REQUIRED WORK :: Only lines with the string "ansi" are wanted. Pull them out of the data.
══ SOURCE INFORMATION ══
Issue #1174, opened 2022-02-17
Fails to build against OpenSSL 3.0 with -Werror


keithw:
The dpkg build is failing for this reason:

https://bugs.debian.org/cgi-bin/bugreport.cgi?bug=1005718

cgull:
Debian's complaints about Mosh have been getting more insistent ("marked for autoremoval" today), so I'll point out that I wrote code to use OpenSSL's OCB in #924, which would fix this.  I do remember @keithw having some concerns about using OpenSSL's implementation, though.  The code is solid, but I did it on FreeBSD and there might be some rough edges to file down while bringing it to Linux.

achernya:
We've merged the Debian NMU which fixes the FTBFS by lowering the -Werror check level to allow the use of the deprecated APIs. However, it's clear to me that we need to have a proper fix for this in mosh 1.4, because we should not be depending on deprecated APIs. #924 is a larger patch set than I want to merge for the new release. 

Looking at the patch series, it seems the bulk of the work is in 5098897132d03d0f009b928463e1cb0105b33365, which mostly seems to be wrapping the OpenSSL AES-OCB APIs to make them conform to the original ocb.cc API? I agree we need to improve the commit to not re-initialize the context on every datagram. However, my preference would be to not modify ocb.cc, but rather a higher-level mosh API to use the OpenSSL APIs directly.

achernya:
I installed a 32-bit bionic VM and was not able to reproduce the test failure with g++ and clang++. I also ran a valgrind on the encrypt-decrypt test with both compilers and got no memory errors.

achernya:
More evidence it's assembly related:

```
achernya@bionic-i386:~/src/mosh$ OPENSSL_ia32cap=~0x200000000000000 src/tests/encrypt-decrypt 
achernya@bionic-i386:~/src/mosh$ OPENSSL_ia32cap=~0x200000000000000 src/tests/encrypt-decrypt && echo PASS || echo FAIL
PASS
achernya@bionic-i386:~/src/mosh$ src/tests/encrypt-decrypt && echo PASS || echo FAIL
Fatal assertion failure in function test_one_session at encrypt-decrypt.cc:122
Failed test: decrypted.text == plaintext
Aborted
FAIL
```

(The `OPENSSL_ia32cap=~0x200000000000000` zeroes out bit 57, the AES-NI bit)

keithw:
[...]

PR #1196, opened 2022-06-07
Use OpenSSL native OCB-AES implementation

achernya:
OpenSSL 3.0 deprecated many of the functions that ocb.cc used to
implement OCB-AES, causing a build failure when -Wdeprecated collided
with -Werror. Debian temporarily fixed this by suppressing the error
in #1191.

Since mosh 1.4 will be the next stable release of mosh, it should not
depend on deprecated functions in OpenSSL. Since version 1.1.0,
OpenSSL natively supports OCB-AES through the EVP_CIPHER API. @cgull
started early support for this in #924.

This change extends upon the previous work by @cgull in a few ways

 * EVP_EncryptInit_ex is called in ae_init to set up the
   EVP_CIPHER_CTX. It is later called in ae_encrypt and ae_decrypt
   just to load the key and nonce (IV in OpenSSL EVP parlance), which
   reduces the amount of initialization done per-packet.

 * Adds missing support for an external tag, rather than just one
   appended to the ciphertext

 * Support for non-default-sized tags

as well as some improved error handling.

Note that this change raises the minimum OpenSSL version for Mosh to
1.1.0. OpenSSL does not provide security support for versions prior to
1.1 at this time, so this is in principle reasonable dependency. If we
want to continue to support distributions (such as RHEL7) which
continue to be supported by their vendor but use an unsupported
OpenSSL, then some future work will have to restore the ocb.cc
implementation that uses the deprecated functions.

Bugs: #1174

### DIFF
--- a/src/crypto/ocb_openssl.cc
+++ b/src/crypto/ocb_openssl.cc
@@ -1,1206 +1,190 @@
-/*------------------------------------------------------------------------
-/ OCB Version 3 Reference Code (Optimized C)     Last modified 08-SEP-2012
-/-------------------------------------------------------------------------
-/ Copyright (c) 2012 Ted Krovetz.
-/ Copyright 2022 Google LLC
-/
-/ Permission to use, copy, modify, and/or distribute this software for any
-/ purpose with or without fee is hereby granted, provided that the above
-/ copyright notice and this permission notice appear in all copies.
-/
-/ THE SOFTWARE IS PROVIDED "AS IS" AND THE AUTHOR DISCLAIMS ALL WARRANTIES
-/ WITH REGARD TO THIS SOFTWARE INCLUDING ALL IMPLIED WARRANTIES OF
-/ MERCHANTABILITY AND FITNESS. IN NO EVENT SHALL THE AUTHOR BE LIABLE FOR
-/ ANY SPECIAL, DIRECT, INDIRECT, OR CONSEQUENTIAL DAMAGES OR ANY DAMAGES
-/ WHATSOEVER RESULTING FROM LOSS OF USE, DATA OR PROFITS, WHETHER IN AN
-/ ACTION OF CONTRACT, NEGLIGENCE OR OTHER TORTIOUS ACTION, ARISING OUT OF
-/ OR IN CONNECTION WITH THE USE OR PERFORMANCE OF THIS SOFTWARE.
-/
-/ Phillip Rogaway holds patents relevant to OCB. See the following for
-/ his patent grant: http://www.cs.ucdavis.edu/~rogaway/ocb/grant.htm
-/
-/ Special thanks to Keegan McAllister for suggesting several good improvements
-/
-/ Comments are welcome: Ted Krovetz <ted@krovetz.net> - Dedicated to Laurel K
-/------------------------------------------------------------------------- */
-
 #include "config.h"
-
-/* This module implements the ae.h interface for OpenSSL.                  */
-#ifndef USE_OPENSSL_AES
-#error ocb_openssl.cc only works with OpenSSL
-#endif
-
-/* ----------------------------------------------------------------------- */
-/* Usage notes                                                             */
-/* ----------------------------------------------------------------------- */
-
-/* - When AE_PENDING is passed as the 'final' parameter of any function,
-/    the length parameters must be a multiple of (BPI*16).
-/  - When available, SSE or AltiVec registers are used to manipulate data.
-/    So, when on machines with these facilities, all pointers passed to
-/    any function should be 16-byte aligned.
-/  - Plaintext and ciphertext pointers may be equal (ie, plaintext gets
-/    encrypted in-place), but no other pair of pointers may be equal.
-/  - This code assumes all x86 processors have SSE2 and SSSE3 instructions
-/    when compiling under MSVC. If untrue, alter the #define.
-/  - This code is tested for C99 and recent versions of GCC and MSVC.      */
-
-/* ----------------------------------------------------------------------- */
-/* User configuration options                                              */
-/* ----------------------------------------------------------------------- */
-
-/* Set the AES key length to use and length of authentication tag to produce.
-/  Setting either to 0 requires the value be set at runtime via ae_init().
-/  Some optimizations occur for each when set to a fixed value.            */
-#define OCB_KEY_LEN         16  /* 0, 16, 24 or 32. 0 means set in ae_init */
-#define OCB_TAG_LEN         16  /* 0 to 16. 0 means set in ae_init         */
-
-/* During encryption and decryption, various "L values" are required.
-/  The L values can be precomputed during initialization (requiring extra
-/  space in ae_ctx), generated as needed (slightly slowing encryption and
-/  decryption), or some combination of the two. L_TABLE_SZ specifies how many
-/  L values to precompute. L_TABLE_SZ must be at least 3. L_TABLE_SZ*16 bytes
-/  are used for L values in ae_ctx. Plaintext and ciphertexts shorter than
-/  2^L_TABLE_SZ blocks need no L values calculated dynamically.            */
-#define L_TABLE_SZ          16
-
-/* Set L_TABLE_SZ_IS_ENOUGH non-zero iff you know that all plaintexts
-/  will be shorter than 2^(L_TABLE_SZ+4) bytes in length. This results
-/  in better performance.                                                  */
-#define L_TABLE_SZ_IS_ENOUGH 1
-
-/* ----------------------------------------------------------------------- */
-/* Includes and compiler specific definitions                              */
-/* ----------------------------------------------------------------------- */
-
 #include "ae.h"
-#include <stdlib.h>
-#include <string.h>
-#if defined(HAVE_STRINGS_H)
-#include <strings.h>
-#endif
-#if defined(HAVE_ENDIAN_H)
-#include <endian.h>
-#elif defined(HAVE_SYS_ENDIAN_H)
-#include <sys/types.h>
-#include <sys/endian.h>
-#endif
 
-/* Define standard sized integers                                          */
-#if defined(_MSC_VER) && (_MSC_VER < 1600)
-	typedef unsigned __int8  uint8_t;
-	typedef unsigned __int32 uint32_t;
-	typedef unsigned __int64 uint64_t;
-	typedef          __int64 int64_t;
-#else
-	#include <stdint.h>
-#endif
-
-/* Compiler-specific intrinsics and fixes: bswap64, ntz                    */
-#if _MSC_VER
-	#define inline __inline        /* MSVC doesn't recognize "inline" in C */
-	#define restrict __restrict  /* MSVC doesn't recognize "restrict" in C */
-    #define __SSE2__   (_M_IX86 || _M_AMD64 || _M_X64)    /* Assume SSE2  */
-    #define __SSSE3__  (_M_IX86 || _M_AMD64 || _M_X64)    /* Assume SSSE3 */
-	#include <intrin.h>
-	#pragma intrinsic(_byteswap_uint64, _BitScanForward, memcpy)
-#elif __GNUC__
-	#ifndef inline
-	#define inline __inline__            /* No "inline" in GCC ansi C mode */
-	#endif
-	#ifndef restrict
-	#define restrict __restrict__      /* No "restrict" in GCC ansi C mode */
-	#endif
-#endif
-
-#if _MSC_VER
-	#define bswap64(x) _byteswap_uint64(x)
-#elif HAVE_DECL_BSWAP64
-	/* nothing */
-#elif HAVE_DECL___BUILTIN_BSWAP64
-	#define bswap64(x) __builtin_bswap64(x)           /* GCC 4.3+ */
-#else
-	#define bswap32(x)                                              \
-	   ((((x) & 0xff000000u) >> 24) | (((x) & 0x00ff0000u) >>  8) | \
-		(((x) & 0x0000ff00u) <<  8) | (((x) & 0x000000ffu) << 24))
-
-	 static inline uint64_t bswap64(uint64_t x) {
-		union { uint64_t u64; uint32_t u32[2]; } in, out;
-		in.u64 = x;
-		out.u32[0] = bswap32(in.u32[1]);
-		out.u32[1] = bswap32(in.u32[0]);
-		return out.u64;
-	}
-#endif
-
-#if _MSC_VER
-	static inline unsigned ntz(unsigned x) {_BitScanForward(&x,x);return x;}
-#elif HAVE_DECL___BUILTIN_CTZ
-	#define ntz(x)     __builtin_ctz((unsigned)(x))   /* GCC 3.4+ */
-#elif HAVE_DECL_FFS
-	#define ntz(x)     (ffs(x) - 1)
-#else
-	#if (L_TABLE_SZ <= 9) && (L_TABLE_SZ_IS_ENOUGH)   /* < 2^13 byte texts */
-	static inline unsigned ntz(unsigned x) {
-		static const unsigned char tz_table[] = {0,
-		2,3,2,4,2,3,2,5,2,3,2,4,2,3,2,6,2,3,2,4,2,3,2,5,2,3,2,4,2,3,2,7,
-		2,3,2,4,2,3,2,5,2,3,2,4,2,3,2,6,2,3,2,4,2,3,2,5,2,3,2,4,2,3,2,8,
-		2,3,2,4,2,3,2,5,2,3,2,4,2,3,2,6,2,3,2,4,2,3,2,5,2,3,2,4,2,3,2,7,
-		2,3,2,4,2,3,2,5,2,3,2,4,2,3,2,6,2,3,2,4,2,3,2,5,2,3,2,4,2,3,2};
-		return tz_table[x/4];
-	}
-	#else       /* From http://supertech.csail.mit.edu/papers/debruijn.pdf */
-	static inline unsigned ntz(unsigned x) {
-		static const unsigned char tz_table[32] =
-		{ 0,  1, 28,  2, 29, 14, 24, 3, 30, 22, 20, 15, 25, 17,  4, 8,
-		 31, 27, 13, 23, 21, 19, 16, 7, 26, 12, 18,  6, 11,  5, 10, 9};
-		return tz_table[((uint32_t)((x & -x) * 0x077CB531u)) >> 27];
-	}
-	#endif
-#endif
-
-/* ----------------------------------------------------------------------- */
-/* Define blocks and operations -- Patch if incorrect on your compiler.    */
-/* ----------------------------------------------------------------------- */
-
-#if __SSE2__
-    #include <xmmintrin.h>              /* SSE instructions and _mm_malloc */
-    #include <emmintrin.h>              /* SSE2 instructions               */
-    typedef __m128i block;
-    #define xor_block(x,y)        _mm_xor_si128(x,y)
-    #define zero_block()          _mm_setzero_si128()
-    #define unequal_blocks(x,y) \
-    					   (_mm_movemask_epi8(_mm_cmpeq_epi8(x,y)) != 0xffff)
-	#if __SSSE3__
-    #include <tmmintrin.h>              /* SSSE3 instructions              */
-    #define swap_if_le(b) \
-      _mm_shuffle_epi8(b,_mm_set_epi8(0,1,2,3,4,5,6,7,8,9,10,11,12,13,14,15))
-	#else
-    static inline block swap_if_le(block b) {
-		block a = _mm_shuffle_epi32  (b, _MM_SHUFFLE(0,1,2,3));
-		a = _mm_shufflehi_epi16(a, _MM_SHUFFLE(2,3,0,1));
-		a = _mm_shufflelo_epi16(a, _MM_SHUFFLE(2,3,0,1));
-		return _mm_xor_si128(_mm_srli_epi16(a,8), _mm_slli_epi16(a,8));
-    }
-	#endif
-	static inline block gen_offset(uint64_t KtopStr[3], unsigned bot) {
-		block hi = _mm_load_si128((__m128i *)(KtopStr+0));   /* hi = B A */
-		block lo = _mm_loadu_si128((__m128i *)(KtopStr+1));  /* lo = C B */
-		__m128i lshift = _mm_cvtsi32_si128(bot);
-		__m128i rshift = _mm_cvtsi32_si128(64-bot);
-		lo = _mm_xor_si128(_mm_sll_epi64(hi,lshift),_mm_srl_epi64(lo,rshift));
-		#if __SSSE3__
-		return _mm_shuffle_epi8(lo,_mm_set_epi8(8,9,10,11,12,13,14,15,0,1,2,3,4,5,6,7));
-		#else
-		return swap_if_le(_mm_shuffle_epi32(lo, _MM_SHUFFLE(1,0,3,2)));
-		#endif
-	}
-	static inline block double_block(block bl) {
-		const __m128i mask = _mm_set_epi32(135,1,1,1);
-		__m128i tmp = _mm_srai_epi32(bl, 31);
-		tmp = _mm_and_si128(tmp, mask);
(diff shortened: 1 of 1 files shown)


achernya:
@bbarenblat and @davidben could you please take a look?

achernya:
I can't reproduce the CI failure locally. I installed a bionic VM and it passes.

achernya:
Reproduced the CI failure on bionic>

```
Fatal assertion failure in function test_iterative at ocb-aes.cc:518
Failed test: 0 <= ae_encrypt( ctx, nonce.data(), NULL, 0, s.data(), s.len(), out.data(), NULL, AE_FINALIZE )
Aborted
```

achernya:
CI corrected. There was (seemingly) some UB that was only exposed on Ubuntu 18.04, but reproduced across clang and gcc. Fixed.

src/crypto/ocb_openssl.cc
```diff
@@ -1,1206 +1,162 @@
...
+  const unsigned char* ad = (const unsigned char *)ad_ptr;
+  unsigned char* ct = (unsigned char *)ct_ptr;
+  // Set the key and nonce (IV) to the existing context if a nonce was
+  // provided. It will be omitted if `final` is set to AE_PENDING and
+  // "streaming" operation is in use.
+  if (nonce != NULL &&
+      EVP_EncryptInit_ex(ctx->ocb_ctx, NULL, NULL, ctx->key, nonce) != 1) {
+    return -10;
+  }
+  if (ad != NULL && ad_len > 0 &&
```
davidben, line 87: If `ad_len > 0`, is `ad == NULL` allowed? I usually interpret ptr/len APIs to implicitly forbid this since (ptr, len) needs to be a valid span. A little weird that (NULL, 42) is implicitly empty.

On the flip side, be aware that EVP_CIPHER_CTX, particularly when used with AEADs, has lots of stupid behavior around NULL. If you pass `in == NULL` to EncryptUpdate, it'll get confused and think you're calling EncryptFinal. If you pass `out == NULL`, it'll do the AAD thing.

davidben, line 87: If `ad_len > 0`, is `ad == NULL` allowed? I usually interpret ptr/len APIs to implicitly forbid this since (ptr, len) needs to be a valid span.

src/crypto/ocb_openssl.cc
```diff
@@ -1,1206 +1,162 @@
...
+  // key and nonce (IV) are loaded.
+  if (EVP_EncryptInit_ex(ctx->ocb_ctx, EVP_aes_128_ocb(),
+			 NULL, NULL, NULL) != 1) {
+    return -11;
+  }
+  // Attempt to set the nonce length. If it fails, the length must not
+  // be supported. However, that should have been handled by the
+  // pre-condition check above.
+  if (EVP_CIPHER_CTX_ctrl(ctx->ocb_ctx, EVP_CTRL_AEAD_SET_IVLEN,
+			  nonce_len, NULL)!= 1) {
```
davidben, line 57: I think the default IV length is already 12. Default tag length is 16. That matches what crypto.cc uses, so you could, optionally, skip the SET_IVLEN and SET_TAG ctrl calls. That, in turn, should avoid needing the funny NULL, NULL init step.

davidben, line 57: I think the default IV length is already 12. Default tag length is 16. That matches what crypto.cc uses, so you could, optionally, skip the SET_IVLEN and SET_TAG ctrl calls. That, in turn, should avoid needing the funny NULL, NULL init step.

src/crypto/ocb_openssl.cc
```diff
@@ -1,1206 +1,162 @@
...
+  }
+  // Set the key and nonce (IV) to the existing context if a nonce was
+  // provided. It will be omitted if `final` is set to AE_PENDING and
+  // "streaming" operation is in use.
+  if (nonce != NULL &&
+      EVP_DecryptInit_ex(ctx->ocb_ctx, NULL, NULL, ctx->key, nonce) != 1) {
+    return -10;
+  }
+  if (ad != NULL && ad_len > 0 &&
+      EVP_DecryptUpdate(ctx->ocb_ctx, NULL, &len, ad, ad_len) != 1) {
```
davidben, line 138: (IIRC, it'll crash if you don't pass in `&len`, but what it writes to `len` is totally useless, so ignoring it here is correct. Ditto with encrypt.)

davidben, line 138: (IIRC, it'll crash if you don't pass in `&len`, but what it writes to `len` is totally useless, so ignoring it here is correct. Ditto with encrypt.)

src/crypto/ocb_openssl.cc
```diff
@@ -1,1206 +1,162 @@
...
+  len = 0;
+  if (pt != NULL && pt_len > 0 &&
+      EVP_EncryptUpdate(ctx->ocb_ctx, ct, &len, pt, pt_len) != 1) {
+    return -12;
+  }
+  ciphertext_len += len;
+  if (final != AE_FINALIZE) {
+    return ciphertext_len;
+  }
+  if (EVP_EncryptFinal_ex(ctx->ocb_ctx, ct + len, &len) != 1) {
```
davidben, line 100: Super nitpicky nitpick: I'd probably have written `ct + ciphertext_len, &len`. They're exactly the same, but if you were to call EncryptUpdate twice, you'd want the total, not the most recent chunk, for the pointer offset. Ditto for the other call.

davidben, line 100: Super nitpicky nitpick: I'd probably have written `ct + ciphertext_len, &len`. They're exactly the same, but if you were to call EncryptUpdate twice, you'd want the total, not the most recent chunk, for the pointer offset. Ditto for the other call.

davidben (commented):
I think this is right? Comments are mostly optional simplifications / optimizations.

davidben:
Ugh I've no idea why GitHub decided to double up my comments... :-/

src/crypto/ocb_openssl.cc
```diff
@@ -1,1206 +1,162 @@
...
+
+  // Pre-condition: Only AES-128 is supported.
+  if (key_len != 16) {
+    return AE_NOT_SUPPORTED;
+  }
+
+  // Create an OpenSSL EVP context. It does not yet have any specific
+  // cipher associated with it.
+  if (!(ctx->ocb_ctx = EVP_CIPHER_CTX_new())) {
+    return -10;
```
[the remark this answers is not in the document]
achernya: This is not in the API. I just gave them all unique return values while debugging. We could go back to -1 for everything, or use unique ones here for errors later down the line.

src/crypto/ocb_openssl.cc
achernya: If I understood the NULL, NULL init step it's imbuing the EVP_CIPHER object with any per-algorithm initialization, and only the key, nonce call later is what personalizes it for the specific keypair. Although the defaults are as you say (and we don't support anything else) I'd prefer to leave the calls in just in case some future version of OpenSSL and OCB-AES (however unlikely) decides to change the API.

src/crypto/ocb_openssl.cc
```diff
@@ -1,1206 +1,162 @@
...
+  }
+  // Attempt to set the nonce length. If it fails, the length must not
+  // be supported. However, that should have been handled by the
+  // pre-condition check above.
+  if (EVP_CIPHER_CTX_ctrl(ctx->ocb_ctx, EVP_CTRL_AEAD_SET_IVLEN,
+			  nonce_len, NULL)!= 1) {
+    return -12;
+  }
+  // Attempt to set the tag length. A NULL tag length means that
+  // EVP_CRTL_AEAD_SET_TAG is only being used to set the length
```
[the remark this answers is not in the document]
achernya: Done.

src/crypto/ocb_openssl.cc
```diff
@@ -1,1206 +1,162 @@
...
+  int ciphertext_len = 0;
+  const unsigned char *nonce = (const unsigned char *)nonce_ptr;
+  const unsigned char *pt = (const unsigned char *)pt_ptr;
+  const unsigned char* ad = (const unsigned char *)ad_ptr;
+  unsigned char* ct = (unsigned char *)ct_ptr;
+  // Set the key and nonce (IV) to the existing context if a nonce was
+  // provided. It will be omitted if `final` is set to AE_PENDING and
+  // "streaming" operation is in use.
+  if (nonce != NULL &&
+      EVP_EncryptInit_ex(ctx->ocb_ctx, NULL, NULL, ctx->key, nonce) != 1) {
```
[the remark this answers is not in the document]
achernya: Switched to having 2 different contexts. Mosh is evented but not threaded so I don't think we have any concerns about needing to use EVP_CIPHER_CTX_copy.

src/crypto/ocb_openssl.cc
achernya: I don't believe `ad == NULL` is allowed if `ad_len > 0`. Unless I am misreading the current conjunction requires `ad != NULL` and `ad_len > 0` to enter this branch. If either is false then we skip it.

src/crypto/ocb_openssl.cc
```diff
@@ -1,1206 +1,162 @@
...
+      EVP_EncryptUpdate(ctx->ocb_ctx, NULL, &len, ad, ad_len) != 1) {
+     return -11;
+  }
+  len = 0;
+  if (pt != NULL && pt_len > 0 &&
+      EVP_EncryptUpdate(ctx->ocb_ctx, ct, &len, pt, pt_len) != 1) {
+    return -12;
+  }
+  ciphertext_len += len;
+  if (final != AE_FINALIZE) {
```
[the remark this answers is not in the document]
achernya: Switched to an assert that we're always called with `AE_FINALIZE`.

src/crypto/ocb_openssl.cc
achernya: I assume "the other call" is `EVP_DecryptFinal_ex`? Done.

src/crypto/ocb_openssl.cc
```diff
@@ -1,1206 +1,162 @@
...
+	       int ct_len, const void *ad_ptr, int ad_len, void *pt_ptr,
+	       const void *tag, int final) {
+  int len = 0;
+  int plaintext_len = 0;
+  const unsigned char *nonce = (const unsigned char *)nonce_ptr;
+  const unsigned char *ct = (const unsigned char *)ct_ptr;
+  const unsigned char* ad = (const unsigned char *)ad_ptr;
+  unsigned char* pt = (unsigned char *)pt_ptr;
+  if (tag == NULL) {
+    ct_len -= ctx->tag_len;
```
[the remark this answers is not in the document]
achernya: Done.

src/crypto/ocb_openssl.cc
achernya: Acknowledged.

src/crypto/ocb_openssl.cc
```diff
@@ -1,1206 +1,178 @@
...
-        block rval = swap_if_le(ctx->L[L_TABLE_SZ-1]);
-        rval = double_block(rval);
-        for (i=L_TABLE_SZ; i < tz; i++)
-            rval = double_block(rval);
-        return swap_if_le(rval);             /* To memory correct */
-    }
+int ae_clear(ae_ctx* ctx) {
+  EVP_CIPHER_CTX_free(ctx->enc_ctx);
+  EVP_CIPHER_CTX_free(ctx->dec_ctx);
+  memset(ctx, '\0', sizeof(*ctx));
```
bbarenblat, line 18: I doubt any compiler is going to optimize this `memset` out, but [OPENSSL_cleanse](https://www.openssl.org/docs/man1.1.1/man3/OPENSSL_cleanse.html), which is written in assembly, might be more appropriate here.

src/crypto/ocb_openssl.cc
```diff
@@ -1,1206 +1,178 @@
...
 
-/* Mosh uses its own AlignedBuffer class, not ae_allocate() or ae_free(). */
-
-/* ----------------------------------------------------------------------- */
-
-int ae_clear (ae_ctx *ctx) /* Zero ae_ctx and undo initialization          */
-{
-	memset(ctx, 0, sizeof(ae_ctx));
-	return AE_SUCCESS;
+int ae_ctx_sizeof(void) {
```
═══
SOLUTION TO THIS EXERCISE ::
-	#define inline __inline__            /* No "inline" in GCC ansi C mode */
-	#define restrict __restrict__      /* No "restrict" in GCC ansi C mode */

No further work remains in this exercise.